Ci armammo di speciali ombrelli
paralibro, fatti di una sostanza assolutamente refrattaria ai libri, e
spalmati di una vernice repellente, che li rispediva alla causa di
tutto, i loro autori, la più contumace gente che esista, e questo
geniale strumento profilattico, inventato all’epoca del telegrafo e
subito imprudentemente messo da parte, ci consentì di non riportare
danni durante l’ardita visita ai reparti. Offrimmo parecchi ombrelli a
persone smarrite e doloranti, e distribuimmo anche drastiche dosi di
polvere libricida da spargere sulle copertine, senza molto successo:
c’era, come al solito, poca richiesta di essere beneficati.

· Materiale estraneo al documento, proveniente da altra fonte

PR #185, opened 2019-04-22
Add factory for GRPC P2P cache

kewilli:
New factory for GRPC peer-to-peer cache. Here's a rough sketch of the types:

MemoizationStoreCacheFactory : ICacheFactory
    - MemoizationStoreAdapterCache : ICache
        - LocalCache : OneLevelCache
            - DualServerClientContentStore : IContentStore
                - LocalContentServer
                    - DistributedContentStore : IContentStore
                        - FileSystemContentStore : IContentStore
                - ServiceClientContentStore : IContentStore
            - SqlLiteMemoizationStore

### DIFF
--- a/Public/Src/Cache/ContentStore/App/Hello.cs
+++ b/Public/Src/Cache/ContentStore/App/Hello.cs
@@ -32,18 +32,25 @@ namespace BuildXL.Cache.ContentStore.App
             [Description("GRPC port on the target machine"), DefaultValue(ServiceConfiguration.GrpcDisabledPort)] int grpcPort,
             [Description("Name of the memory mapped file used to share GRPC port. 'CASaaS GRPC port' if not specified.")] string grpcPortFileName)
         {
-            Initialize();
-
-            if (grpcPort == 0)
+            try
             {
-                grpcPort = Helpers.GetGrpcPortFromFile(_logger, grpcPortFileName);
+                Initialize();
+
+                if (grpcPort == 0)
+                {
+                    grpcPort = Helpers.GetGrpcPortFromFile(_logger, grpcPortFileName);
+                }
+
+                var _channel = new Channel(host, grpcPort, ChannelCredentials.Insecure);
+                var _client = new ContentServer.ContentServerClient(_channel);
+                var helloResponse = _client.Hello(new HelloRequest(), new CallOptions(deadline: DateTime.UtcNow + TimeSpan.FromSeconds(2)));
+
+                _logger.Always("Hello response {0}: {1}", helloResponse.Success ? "succeeded" : "failed", helloResponse.ToString());
             }
-
-            var _channel = new Channel(host, grpcPort, ChannelCredentials.Insecure);
-            var _client = new ContentServer.ContentServerClient(_channel);
-            var helloResponse = _client.Hello(new HelloRequest(), new CallOptions(deadline: DateTime.UtcNow + TimeSpan.FromSeconds(2)));
-
-            _logger.Always($"Hello response {(helloResponse.Success ? "succeeded" : "failed")}: {helloResponse.ToString()}");
+            catch (Exception e)
+            {
+                _logger.Always(e.ToString());
+            }
         }
     }
 }
--- a/Public/Src/Cache/ContentStore/Interfaces/FileSystem/AbsolutePath.cs
+++ b/Public/Src/Cache/ContentStore/Interfaces/FileSystem/AbsolutePath.cs
@@ -37,6 +37,26 @@ namespace BuildXL.Cache.ContentStore.Interfaces.FileSystem
         public static int MinimumPathLength = OperatingSystemHelper.IsWindowsOS ? 2 : 1;
 
         /// <summary>
+        /// Create an AbsolutePath for the root of a drive.
+        /// </summary>
+        public static AbsolutePath RootPath(char driveLetter = default(char))
+        {
+            if (OperatingSystemHelper.IsWindowsOS)
+            {
+                if (driveLetter == default(char))
+                {
+                    throw new ArgumentException(nameof(driveLetter));
+                }
+
+                return new AbsolutePath($"{driveLetter}:{System.IO.Path.DirectorySeparatorChar}{System.IO.Path.DirectorySeparatorChar}");
+            }
+            else
+            {
+                return new AbsolutePath(System.IO.Path.DirectorySeparatorChar.ToString());
+            }
+        }
+
+        /// <summary>
         ///     Initializes a new instance of the <see cref="AbsolutePath" /> class.
         /// </summary>
         public AbsolutePath(string path)
--- a/Public/Src/Cache/DistributedCache.Host/Service/Internal/DualServerClientContentStore.cs
+++ b/Public/Src/Cache/DistributedCache.Host/Service/Internal/DualServerClientContentStore.cs
@@ -1,0 +1,172 @@
+﻿// Copyright (c) Microsoft. All rights reserved.
+// Licensed under the MIT license. See LICENSE file in the project root for full license information.
+
+using System;
+using System.Collections.Generic;
+using System.Diagnostics.ContractsLight;
+using System.Threading;
+using System.Threading.Tasks;
+using BuildXL.Cache.ContentStore.Distributed.Redis.Credentials;
+using BuildXL.Cache.ContentStore.Interfaces.Distributed;
+using BuildXL.Cache.ContentStore.Interfaces.FileSystem;
+using BuildXL.Cache.ContentStore.Interfaces.Logging;
+using BuildXL.Cache.ContentStore.Interfaces.Results;
+using BuildXL.Cache.ContentStore.Interfaces.Sessions;
+using BuildXL.Cache.ContentStore.Interfaces.Stores;
+using BuildXL.Cache.ContentStore.Interfaces.Tracing;
+using BuildXL.Cache.ContentStore.Service;
+using BuildXL.Cache.ContentStore.Sessions;
+using BuildXL.Cache.ContentStore.Stores;
+using BuildXL.Cache.Host.Configuration;
+
+namespace BuildXL.Cache.Host.Service.Internal
+{
+    /// <summary>
+    /// Content store containing both a distributed <see cref="LocalContentStore"/> and <see cref="ServiceClientContentStore"/>.
+    /// </summary>
+    public class DualServerClientContentStore : IContentStore
+    {
+        private LocalContentServer _localContentServer;
+        private ServiceClientContentStore _serviceClientContentStore;
+
+        /// <inheritdoc />
+        public bool StartupCompleted => (_localContentServer?.StartupCompleted ?? false) && (_serviceClientContentStore?.StartupCompleted ?? false);
+
+        /// <inheritdoc />
+        public bool StartupStarted => (_localContentServer?.StartupStarted ?? false) && (_serviceClientContentStore?.StartupStarted ?? false);
+
+        /// <inheritdoc />
+        public bool ShutdownCompleted => (_localContentServer?.ShutdownCompleted ?? false) && (_serviceClientContentStore?.ShutdownCompleted ?? false);
+
+        /// <inheritdoc />
+        public bool ShutdownStarted => (_localContentServer?.ShutdownStarted ?? false) && (_serviceClientContentStore?.ShutdownStarted ?? false);
+
+        /// <summary>
+        /// 
+        /// </summary>
+        /// <param name="fileSystem">File system object used by the client.</param>
+        /// <param name="logger">Logger.</param>
+        /// <param name="copier">File copier used by the content server.</param>
+        /// <param name="pathTransformer">File path transformer used by the content server.</param>
+        /// <param name="maxQuotaMB">Maximum size (in MB) of the cache.</param>
+        /// <param name="cacheName">Name of the cache.</param>
+        /// <param name="grpcPort">GRPC port which the server listens to and the client transmits to.</param>
+        /// <param name="stampId">Redis stamp identifier.</param>
+        /// <param name="ringId">Redis ring identifier.</param>
+        /// <param name="scenarioName">Unique name for the CAS. Allows multiple CAS services to coexist.</param>
+        /// <param name="dataRootPath">Path to the root of CAS content.</param>
+        public DualServerClientContentStore(
+            IAbsFileSystem fileSystem,
+            ILogger logger,
+            IAbsolutePathFileCopier copier,
+            IAbsolutePathTransformer pathTransformer,
+            int maxQuotaMB,
+            string cacheName,
+            int grpcPort,
+            string stampId,
+            string ringId,
+            string scenarioName,
+            AbsolutePath dataRootPath)
+        {
+            Contract.Assert(grpcPort >= 0);
+            Contract.Assert(maxQuotaMB >= 0);
+            Contract.Assert(!string.IsNullOrWhiteSpace(cacheName));
+            Contract.Assert(!string.IsNullOrWhiteSpace(ringId));
+            Contract.Assert(!string.IsNullOrWhiteSpace(stampId));
+
+            var redisConnectionString = Environment.GetEnvironmentVariable(EnvironmentConnectionStringProvider.RedisConnectionStringEnvironmentVariable);
+
+            var localCasSettings = LocalCasSettings.Default(maxQuotaMB, dataRootPath.Path, cacheName, (uint)grpcPort);
+            localCasSettings.ServiceSettings.ScenarioName = scenarioName;
+
+            if (dataRootPath.IsLocal)
+            {
+                localCasSettings.DrivePreferenceOrder.Add(AbsolutePath.RootPath(dataRootPath.DriveLetter).Path);
+            }
+
+            var contentServerFactory = new ContentServerFactory(new DistributedCacheServiceArguments(
+                logger,
+                copier,
+                pathTransformer,
+                new TestDistributedCacheServiceHost(),
+                new HostInfo(stampId, ringId, new List<string>()),
+                default(CancellationToken),
+                dataRootPath.Path,
+                new DistributedCacheServiceConfiguration(
+                    localCasSettings,
+                    DistributedContentSettings.CreateEnabled(new Dictionary<string, string>() { { stampId, redisConnectionString } }, true)),
+                string.Empty));
+            _localContentServer = contentServerFactory.Create();
+
+            _serviceClientContentStore = new ServiceClientContentStore(
+                logger,
+                fileSystem,
+                new ServiceClientContentStoreConfiguration(cacheName, new ServiceClientRpcConfiguration(grpcPort), scenarioName));
+        }
+
+        /// <inheritdoc />
+        public CreateSessionResult<IReadOnlyContentSession> CreateReadOnlySession(Context context, string name, ImplicitPin implicitPin)
+        {
+            return _serviceClientContentStore.CreateReadOnlySession(context, name, implicitPin);
+        }
+
+        /// <inheritdoc />
+        public CreateSessionResult<IContentSession> CreateSession(Context context, string name, ImplicitPin implicitPin)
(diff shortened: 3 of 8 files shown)


Public/Src/Cache/ContentStore/App/Hello.cs
```diff
@@ -32,18 +32,25 @@ internal sealed partial class Application
...
+                var _channel = new Channel(host, grpcPort, ChannelCredentials.Insecure);
+                var _client = new ContentServer.ContentServerClient(_channel);
+                var helloResponse = _client.Hello(new HelloRequest(), new CallOptions(deadline: DateTime.UtcNow + TimeSpan.FromSeconds(2)));
 
-            _logger.Always($"Hello response {(helloResponse.Success ? "succeeded" : "failed")}: {helloResponse.ToString()}");
+                _logger.Always("Hello response {0}: {1}", helloResponse.Success ? "succeeded" : "failed", helloResponse.ToString());
+            }
+            catch (Exception e)
+            {
+                _logger.Always(e.ToString());
```
dannyvv: shouldn't this throw to ensure a failure is escalated?

Public/Src/Cache/ContentStore/Interfaces/FileSystem/AbsolutePath.cs
```diff
@@ -36,6 +36,26 @@ public class AbsolutePath : PathBase, IEquatable<AbsolutePath>
...
+        public static AbsolutePath RootPath(char driveLetter = default(char))
+        {
+            if (OperatingSystemHelper.IsWindowsOS)
+            {
+                if (driveLetter == default(char))
+                {
+                    throw new ArgumentException(nameof(driveLetter));
+                }
+
+                return new AbsolutePath($"{driveLetter}:{System.IO.Path.DirectorySeparatorChar}{System.IO.Path.DirectorySeparatorChar}");
```
dannyvv: >Char}{System.IO.Path.DirectorySeparatorChar} [](start = 90, length = 44)

Why double path separator like:
`c:\\`

Public/Src/Cache/MemoizationStore/Library/Sessions/LocalCache.cs
```diff
@@ -109,15 +124,34 @@ public class LocalCache : OneLevelCache
...
-            bool checkLocalFiles,
-            bool emptyFileHashShortcutEnabled)
+            ContentStoreSettings contentStoreSettings,
+            bool createServer,
+            int grpcPort = 0,
+            int maxQuotaMB = 0,
+            string cacheName = null,
+            string stampId = null,
+            string ringId = null,
+            string scenarioName = null)
```
dannyvv: Should we add a LocalCacheSettings class or struct to handle all these default values and `base(` and `this(` calls and make it a bit more maintainable for new values going forwrad

Public/Src/Cache/DistributedCache.Host/Service/Internal/DualServerClientContentStore.cs
```diff
@@ -0,0 +1,172 @@
...
+            string scenarioName,
+            AbsolutePath dataRootPath)
+        {
+            Contract.Assert(grpcPort >= 0);
+            Contract.Assert(maxQuotaMB >= 0);
+            Contract.Assert(!string.IsNullOrWhiteSpace(cacheName));
+            Contract.Assert(!string.IsNullOrWhiteSpace(ringId));
+            Contract.Assert(!string.IsNullOrWhiteSpace(stampId));
+
+            var redisConnectionString = Environment.GetEnvironmentVariable(EnvironmentConnectionStringProvider.RedisConnectionStringEnvironmentVariable);
```
dannyvv: >redisConnectionString [](start = 16, length = 21)

Do we need some validation for this environment variable, or is it totally optional? Perhaps some logging that we picked it up from an environment variable?

Public/Src/Cache/DistributedCache.Host/Service/Internal/DualServerClientContentStore.cs
```diff
@@ -0,0 +1,172 @@
...
+        public Task<GetStatsResult> GetStatsAsync(Context context)
+        {
+            return _serviceClientContentStore.GetStatsAsync(context);
+        }
+
+        /// <inheritdoc />
+        public async Task<BoolResult> ShutdownAsync(Context context)
+        {
+            await _serviceClientContentStore.ShutdownAsync(context).ThrowIfFailure();
+            return await _localContentServer.ShutdownAsync(context).ThrowIfFailure();
```
dannyvv: Would it be beneificial for when we have two async calls in this class to do them in parralel rather than sequetial?

Public/Src/Cache/DistributedCache.Host/Service/Internal/DualServerClientContentStore.cs
```diff
@@ -0,0 +1,172 @@
...
+        }
+
+        /// <inheritdoc />
+        public async Task<BoolResult> StartupAsync(Context context)
```
dannyvv: >StartupAsync [](start = 38, length = 12)

Same as `ShutdownAsync`

Public/Src/Cache/ContentStore/App/Hello.cs
SergeyTeplyakov: I can't remember the semantics of this method: will it be visible to the user in interactive mode?

Public/Src/Cache/ContentStore/Interfaces/FileSystem/AbsolutePath.cs
```diff
@@ -36,6 +36,26 @@ public class AbsolutePath : PathBase, IEquatable<AbsolutePath>
...
+            }
+            else
+            {
+                return new AbsolutePath(System.IO.Path.DirectorySeparatorChar.ToString());
```
SergeyTeplyakov: nit: I would extract this into a static property like DirectorySeparator for simplicities sake.

Kr1sso: Please use `VolumeSeparatorChar` to indicate the root volume only.

Public/Src/Cache/ContentStore/Interfaces/FileSystem/AbsolutePath.cs
```diff
@@ -36,6 +36,26 @@ public class AbsolutePath : PathBase, IEquatable<AbsolutePath>
...
+        /// <summary>
+        /// Create an AbsolutePath for the root of a drive.
+        /// </summary>
+        public static AbsolutePath RootPath(char driveLetter = default(char))
+        {
+            if (OperatingSystemHelper.IsWindowsOS)
+            {
+                if (driveLetter == default(char))
+                {
+                    throw new ArgumentException(nameof(driveLetter));
```
SergeyTeplyakov: Should it be more descriptive error message in this case?

And I'm not sure about using default arg here... Maybe two overloads are better when one of them is not supported by one platform and another is not supported by another.

For instance, right now for unix the argument is just ignored, but I would say it should be similar exception.

SergeyTeplyakov: I would vote for a more descriptive error message here.

Public/Src/Cache/DistributedCache.Host/Service/Internal/DualServerClientContentStore.cs
```diff
@@ -0,0 +1,172 @@
...
+
+        /// <inheritdoc />
+        public bool ShutdownCompleted => (_localContentServer?.ShutdownCompleted ?? false) && (_serviceClientContentStore?.ShutdownCompleted ?? false);
+
+        /// <inheritdoc />
+        public bool ShutdownStarted => (_localContentServer?.ShutdownStarted ?? false) && (_serviceClientContentStore?.ShutdownStarted ?? false);
+
+        /// <summary>
+        /// 
+        /// </summary>
```
SergeyTeplyakov: nodoc is fine here, I think.
Or fill the summary.

Public/Src/Cache/DistributedCache.Host/Service/Internal/DualServerClientContentStore.cs
```diff
@@ -0,0 +1,172 @@
...
+        /// <param name="stampId">Redis stamp identifier.</param>
+        /// <param name="ringId">Redis ring identifier.</param>
+        /// <param name="scenarioName">Unique name for the CAS. Allows multiple CAS services to coexist.</param>
+        /// <param name="dataRootPath">Path to the root of CAS content.</param>
+        public DualServerClientContentStore(
+            IAbsFileSystem fileSystem,
+            ILogger logger,
+            IAbsolutePathFileCopier copier,
+            IAbsolutePathTransformer pathTransformer,
+            int maxQuotaMB,
```
SergeyTeplyakov: Voting for configuration class.

Public/Src/Cache/DistributedCache.Host/Service/Internal/DualServerClientContentStore.cs
SergeyTeplyakov: As I suggested already, I think it make sense to create a configuration type and put this value directly there instead of reading environment variables in the constructor.

Public/Src/Cache/DistributedCache.Host/Service/Internal/DualServerClientContentStore.cs
SergeyTeplyakov: >_localContentServer [](start = 25, length = 19)

It seems that both fields should be readonly.

SergeyTeplyakov: >_localContentServer [](start = 25, length = 19)

I can't understand the nullability semantics here. I can see that some members are using null-safe access but some others not.

And it seems that these fields should not be null and all ?. accesses are redundant and confusing...

Public/Src/Cache/DistributedCache.Host/Service/Internal/DualServerClientContentStore.cs
```diff
@@ -0,0 +1,172 @@
...
+using BuildXL.Cache.ContentStore.Interfaces.Tracing;
+using BuildXL.Cache.ContentStore.Service;
+using BuildXL.Cache.ContentStore.Sessions;
+using BuildXL.Cache.ContentStore.Stores;
+using BuildXL.Cache.Host.Configuration;
+
+namespace BuildXL.Cache.Host.Service.Internal
+{
+    /// <summary>
+    /// Content store containing both a distributed <see cref="LocalContentStore"/> and <see cref="ServiceClientContentStore"/>.
```
SergeyTeplyakov: The comment tells about the inner structure of the class but doesn't explain why we need this inner structure.

Could you please explain why we have to combine service client and localcontentserver in one place? I think it should be valuable.

Public/Src/Cache/DistributedCache.Host/Service/Internal/DualServerClientContentStore.cs
```diff
@@ -0,0 +1,172 @@
...
+                logger,
+                copier,
+                pathTransformer,
+                new TestDistributedCacheServiceHost(),
+                new HostInfo(stampId, ringId, new List<string>()),
+                default(CancellationToken),
+                dataRootPath.Path,
+                new DistributedCacheServiceConfiguration(
+                    localCasSettings,
+                    DistributedContentSettings.CreateEnabled(new Dictionary<string, string>() { { stampId, redisConnectionString } }, true)),
```
SergeyTeplyakov: Please use named argument here.

Public/Src/Cache/DistributedCache.Host/Service/Internal/DualServerClientContentStore.cs
```diff
@@ -0,0 +1,172 @@
...
+        public void Dispose()
+        {
+            _serviceClientContentStore?.Dispose();
+            _localContentServer?.Dispose();
+        }
+
+        /// <inheritdoc />
+        public Task<GetStatsResult> GetStatsAsync(Context context)
+        {
+            return _serviceClientContentStore.GetStatsAsync(context);
```
SergeyTeplyakov: Should the stats be combined from two fields?

Public/Src/Cache/MemoizationStore/Library/Sessions/LocalCache.cs
```diff
@@ -35,16 +37,29 @@ public class LocalCache : OneLevelCache
             ConfigurationModel configurationModel = null,
             IClock clock = null,
             bool checkLocalFiles = true,
-            bool emptyFileHashShortcutEnabled = false)
+            bool emptyFileHashShortcutEnabled = false,
+            bool createServer = false,
```
SergeyTeplyakov: Need a settings class IMO. Or if you'll add one that I've suggested already, maybe we can just pass it here.

Public/Src/Cache/MemoizationStore/Library/Sessions/LocalCache.cs
SergeyTeplyakov: +100 500!!!!!!

---
In reply to: [277486273](https://github.com/Microsoft/BuildXL/pull/185#discussion_r277486273) [](ancestors = 277486273)

Public/Src/Cache/ContentStore/App/Hello.cs
SergeyTeplyakov: I think we should definitely change the output message here to something: "Unhandled error occurred in Hello" something... I've seen some cases in Kusto when it is not clear what was the error. And I think it make sense to print only message to the console and log the entire exception.

---
In reply to: [277806629](https://github.com/Microsoft/BuildXL/pull/185#discussion_r277806629) [](ancestors = 277806629)

kewilli: This should never be run in any official capacity. This is a toy verb to help debug an existing issue.

---
In reply to: [277485681](https://github.com/Microsoft/BuildXL/pull/185#discussion_r277485681) [](ancestors = 277485681)

kewilli: This error will never surface in Kusto, because it will never be run in any official capacity. This is a toy verb like HardlinkBenchmark and CopyFile.

---
In reply to: [277811685](https://github.com/Microsoft/BuildXL/pull/185#discussion_r277811685) [](ancestors = 277811685,277806629)

Public/Src/Cache/DistributedCache.Host/Service/Internal/DualServerClientContentStore.cs
kewilli: Whoops! Missed this one.

---
In reply to: [277808204](https://github.com/Microsoft/BuildXL/pull/185#discussion_r277808204) [](ancestors = 277808204)

Public/Src/Cache/DistributedCache.Host/Service/Internal/DualServerClientContentStore.cs
kewilli: Lance told me that the order here was important, so I'm trusting that they should not be done in parallel.

---
In reply to: [277486705](https://github.com/Microsoft/BuildXL/pull/185#discussion_r277486705) [](ancestors = 277486705)

Public/Src/Cache/DistributedCache.Host/Service/Internal/DualServerClientContentStore.cs
kewilli: But since we're moving to use configurations, documentation would be wasted here.

---
In reply to: [277815496](https://github.com/Microsoft/BuildXL/pull/185#discussion_r277815496) [](ancestors = 277815496,277808204)

Public/Src/Cache/DistributedCache.Host/Service/Internal/DualServerClientContentStore.cs
dannyvv: K. Sounds good

Public/Src/Cache/DistributedCache.Host/Service/Internal/DualServerClientContentStore.cs
```diff
@@ -0,0 +1,172 @@
...
+using BuildXL.Cache.ContentStore.Sessions;
+using BuildXL.Cache.ContentStore.Stores;
+using BuildXL.Cache.Host.Configuration;
+
+namespace BuildXL.Cache.Host.Service.Internal
+{
+    /// <summary>
+    /// Content store containing both a distributed <see cref="LocalContentStore"/> and <see cref="ServiceClientContentStore"/>.
+    /// </summary>
+    public class DualServerClientContentStore : IContentStore
```
ljcollins25: >IContentStore [](start = 48, length = 13)

Derive from StartupShutdownBase

Public/Src/Cache/VerticalStore/MemoizationStoreAdapter/MemoizationStoreCacheFactory.cs
```diff
@@ -121,6 +128,57 @@ public sealed class Config : CasConfig
...
+            /// identifies a particular CAS instance.
+            /// </summary>
+            [DefaultValue(null)]
+            public string ScenarioName { get; set; }
+
+            /// <summary>
+            /// The stamp identifier for this service instance.
+            /// </summary>
+            [DefaultValue(null)]
+            public string StampId { get; set; }
```
ljcollins25: >StampId [](start = 26, length = 7)

Missing this above in the config description comment.

Public/Src/Cache/VerticalStore/MemoizationStoreAdapter/MemoizationStoreCacheFactory.cs
```diff
@@ -121,6 +128,57 @@ public sealed class Config : CasConfig
...
+
+            /// <summary>
+            /// The ring identifier for this service instance.
+            /// </summary>
+            [DefaultValue(null)]
+            public string RingId { get; set; }
```
ljcollins25: >RingId [](start = 26, length = 6)

Missing this above in the config description comment.

Public/Src/Cache/DistributedCache.Host/Service/Internal/DualServerClientContentStore.cs
ljcollins25: >DistributedContentSettings.CreateEnabled(new Dictionary<string, string>() { { stampId, redisConnectionString } }, true)) [](start = 20, length = 120)

I was thinking a path to a settings file should be specified as a part of the config data (or embedded therein). Are you doing this to simply things for initial testing, or is this supposed to be the final state?

Public/Src/Cache/DistributedCache.Host/Service/Internal/DualServerClientContentStore.cs
```diff
@@ -0,0 +1,172 @@
...
+        }
+
+        /// <inheritdoc />
+        public async Task<BoolResult> StartupAsync(Context context)
+        {
+            await _localContentServer.StartupAsync(context).ThrowIfFailure();
+            return await _serviceClientContentStore.StartupAsync(context).ThrowIfFailure();
+        }
+
+        private sealed class TestDistributedCacheServiceHost : IDistributedCacheServiceHost
```
kewilli: >TestDistributedCacheServiceHost [](start = 29, length = 31)

Don't call it test

Public/Src/Cache/DistributedCache.Host/Service/Internal/DualServerClientContentStore.cs
```diff
@@ -0,0 +1,172 @@
...
+                return key;
+            }
+
+            public void OnStartedService()
+            {
+            }
+
+            public Task OnStartingServiceAsync()
+            {
+                return Task.Run(() => { });
```
kewilli: >Run [](start = 28, length = 3)

CompletedTask

kewilli:
Restarting this PR to expect a persistent CAS instance it can connect to.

L’aggressività dei libri nuovi era
implacabile: volevano essere letti subito, volevano che si parlasse e si
scrivesse subito, con grande passione, di loro. Gli autori, da una
immensa tribuna, seguivano con potenti binocoli le vicende dei loro
libri. Mentre una mano reggeva il binocolo, l’altra batteva sui tasti di
una macchina, da cui uscivano fogli fradici di parole, chiamati ancora manoscritti,
e li passava in fretta all’Editore, il quale facendo uso di sistemi di
riproduzione meccanica sempre più celeri, li spediva da speciali basi
molto simili alle militari moderne all’attacco delle città in
determinati periodi dell’anno.
Cosi l’occhio, senza staccarsi dal
binocolo, doveva a volte seguire le peripezie di due o tre libri nello
stesso tempo, che erano sempre le stesse e per fortuna piuttosto rapide.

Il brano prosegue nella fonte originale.